Aglet is the word for the plastic or metal sheath used on the end of shoe laces, cords and drawstrings. It stops the threads unravelling, and makes it easier to push the lace through eyelets.

I tend to think 'ferrule' when trying to remember aglet, but that's the sleeve used on pencils to hold an eraser in place, or on pool and snooker cues to secure the tip, and on tools, such as a screwdriver, to clamp the blade.

TOP TIP: If you lose the aglet off the end of your lace, making it tricky to thread through the eyelet, apply a match flame to the end of the lace to melt and harden the fibres.

Aglet would be a good surname for a fussy person!

words-for-things-you-didnt-know-have-names-aglet-1282@1x.jpg
 
I live in a very noisy location, so listen to music played through earbuds while I write. I was playing Tom Waits' album Rain Dogs album this morning. I always smile at his lyrics, and curious about a line in the song Cemetery Polka, where he declares a character is "As independent as a hog on ice," I looked up the derivation of the expression.

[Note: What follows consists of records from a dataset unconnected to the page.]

PR #3243, opened 2025-07-25
pipenv update requests

piotrkowalczuk:
## What does this PR do?

Update python dependencies.

```shell
pipenv update requests
// manually removed requests from Pipfile
pipenv lock
```

## Why is it important?

image

### DIFF
--- a/Pipfile.lock
+++ b/Pipfile.lock
@@ -5,7 +5,7 @@
         },
         "pipfile-spec": 6,
         "requires": {
-            "python_version": "3.8"
+            "python_version": "3.13"
         },
         "sources": [
             {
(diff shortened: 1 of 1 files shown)


mdelapenya:
Hi @piotrkowalczuk thanks for taking the time to check this. I'd like to know the motivation on this PR, as we recently merged #3204, which seems related.

Could you elaborate a bit more on the need for this? 🙏

piotrkowalczuk:
Hi @mdelapenya, possibly motivation is the same. To remove security vulnerability and silence security scanner. Since the package was already applied I'll close this PR. When it is possible to see https://github.com/testcontainers/testcontainers-go/pull/3204 being part of a release?

mdelapenya:
I'm not concerned about that Pipfile, as it's used just for the docs site, which is deployed on Netlify. And the docs site is deployed with every merge to main.

piotrkowalczuk:
I see. In our monorepo this causes constant security check failures. Having a patch release would be super welcome.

It always conjours up an image of a hog madly scrabbling for purchase on a frozen pond, but apparently it comes from the currently topical Olympic sport of curling, where the granite stone that curlers slide across the ice is known as a 'hog.'

hogonice.png
 
In reading a book of philosophy, I came across a phrase that made me smile—'divine afflatus'. It was in a section on the art of writing.

I knew that 'flatus' is a posh way of saying 'farting', but the definition of 'afflatus' is "a strong creative impulse; divine inspiration."

Just as well that I'm a windbag!
 
I also have to mention this: I like playing a game called "Wordament", which turns up a lot of words I've never heard. Fortunately, I can go to Google on the same smartphone and get a definition instantly. This morning I looked up "flamen," which turns out to be a Roman pagan priest with special duties toward a particular god. By complete coincidence, this will work well in a fantasy novel I'm trying to write. My readers can just go look it up themselves.